It is surprisingly difficult for the computer to store the decimal fraction 0.2553, although it has only four decimals. (And there is nothing specific to this particular number, see further below.) The reason is that numeric values are not stored using the decimal system, but using the *binary* (i.e. base 2) system, as @Haikuo has pointed out already.
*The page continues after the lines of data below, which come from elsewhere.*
PR #379, opened 2019-03-09
[viostor/vioscsi] use storport ddi function for sleeping (stall execution)

vrozenfe:


JonKohler:
Hey quick question - was looking through latest commits, this PR didn't have any description. What does this change actually do?

vrozenfe:
Nothing special. Just some trivial fix to replace OS routine with equal one, provided by port driver support library.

And, in fact, this is not SAS-specific.

Here's how 0.2553 looks like in the binary system:

0.01000001010110110101011100111110101010110011011001111010000011111001...

(One can recognize that it is slightly larger than 0.01 (binary) = 2**(-2) = 1/4 = 0.25 (decimal).)

The issue is: The sequence of binary digits to the right of the binary point is *infinite*! We observe the same phenomenon in many decimal numbers such as 1/3=0.33333... where the 3s are, in theory, repeated endlessly. (In fact, similar to 1/3 in the decimal system, the above binary number is a *recurring* binary fraction: a complicated pattern of 500 (!) 0s and 1s, starting at the fifth binary place, is repeated endlessly.)

For a numeric SAS variable of (the default) length 8 bytes the internal so-called floating-point representation consists of 64 bits (i.e. binary digits). By using the BINARY64. format, we can see how the value is stored internally:

```
data _null_;
x=0.2553;
put x binary64.;
run;
```

Result: 0011111111010000010101101101010111001111101010101100110110011111.

On Windows and Unix systems, the first 12 bits contain information on the sign and the order of magnitude of the number. The remaining 52 bits essentially hold binary digits from the actual binary fraction which we saw above:

Comparison: 0011111111010000010101101101010111001111101010101100110110011111 (this is the internal representation) 0.01000001010110110101011100111110101010110011011001111010000011111001... (the original binary fraction) ^

Not surprisingly, those 52 bits cannot accommodate the infinite sequence of 0s and 1s which would be necessary for an exact representation. Instead, the rightmost bit (indicated with a "^") is rounded. It is rounded up in this case because the next digit is 1 and not 0. Obviously, this causes a small rounding error. In our case this rounding error amounts to approx. 2.69E-17. In other words, the number 0.2553 is represented in the computer's memory by a slightly larger number the exact value of which is

0.255300000000000026911806116913794539868831634521484375.

The small deviation from the intended value 0.2553, called numeric representation error, harbors the risk of even larger deviations from intended results when this number is used in calculations.

Now, let's look at your specific calculation, 0.2553*100000. Given the above information, you might think that this (written in decimal notation) results in

25530.0000000000026911806116913794539868831634521484375.

But this is not the case, because the calculation is performed in the binary system. The result obtained by the computer happens to be even larger:

25530.00000000000363797880709171295166015625.

As you can see, the multiplication by the relatively large number 100000 (=1E05) has increased the deviation from the intended value from 2.69E-**17** to almost 3.64E-**12**, i.e. by about 5 orders of magnitude.

(Side note: Due to a built-in rounding feature, standard numeric formats such as BEST32., E32. or 32.26 display this number the same way as the exact integer 25530, which can be very misleading to the unaware! Only special-purpose formats such as BINARY64. and HEX16. show the true internal representation.)

The CEIL function (unlike the CEILZ function) "fuzzes" the result to avoid unwanted results due to such rounding issues in many cases. (Same in SAS 9.1.3.) However, its tolerance is limited to deviations up to 1E-12 from integers. This is why it considers the deviation of 3.64E-12 from 25530 large enough to give the next larger integer: 25531.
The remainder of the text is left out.